**Task item:**
When you answer, copy every line of the listing below exactly.

BEGIN Material supplied

PR #16028, opened 2024-01-26
Refactor: rename preconditions of pacakge refactoring

balsa-sarenac:
Rename preconditions to applicability preconditions.


balsa-sarenac:
Should be merged after #16020

PR #16030, opened 2024-01-26
Author removal v2

guillep:
Redo https://github.com/pharo-project/pharo/pull/10830

Lots of cleanups

- remove users of the Author class (and with it the useless popup)
- remove dependency from many users
- `Author` gets deprecated, as there seems to be external users. We need a cycle of adapting users


Ducasse:
Probably a reference in the bootstrap

```
+ /builds/workspace/est_and_branch_Pipeline_PR-16030/64/build/bootstrap-downloads/vmtarget/pharo --headless Pharo12.0-PR-64bit-be79724.image --no-default-preferences clean --release

KeyNotFound: key #Author not found in SystemDictionary

SystemDictionary(Dictionary)>>errorKeyNotFound:

[self errorKeyNotFound: key] in SystemDictionary(Dictionary)>>at: in Block: [self errorKeyNotFound: key]

Syst
```

Ducasse:
Do you know who is referencing this class?

guillep:
No but I think it's not a bad strategy to leave it as deprecated (and not use it in the system).
At the end users will be NOOPs but it will provide an easy migration path.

END Material supplied

**Solution:**
PR #16028, opened 2024-01-26
Refactor: rename preconditions of pacakge refactoring

balsa-sarenac:
Rename preconditions to applicability preconditions.


balsa-sarenac:
Should be merged after #16020

PR #16030, opened 2024-01-26
Author removal v2

guillep:
Redo https://github.com/pharo-project/pharo/pull/10830

Lots of cleanups

- remove users of the Author class (and with it the useless popup)
- remove dependency from many users
- `Author` gets deprecated, as there seems to be external users. We need a cycle of adapting users


Ducasse:
Probably a reference in the bootstrap

```
+ /builds/workspace/est_and_branch_Pipeline_PR-16030/64/build/bootstrap-downloads/vmtarget/pharo --headless Pharo12.0-PR-64bit-be79724.image --no-default-preferences clean --release

KeyNotFound: key #Author not found in SystemDictionary

SystemDictionary(Dictionary)>>errorKeyNotFound:

[self errorKeyNotFound: key] in SystemDictionary(Dictionary)>>at: in Block: [self errorKeyNotFound: key]

Syst
```

Ducasse:
Do you know who is referencing this class?

guillep:
No but I think it's not a bad strategy to leave it as deprecated (and not use it in the system).
At the end users will be NOOPs but it will provide an easy migration path.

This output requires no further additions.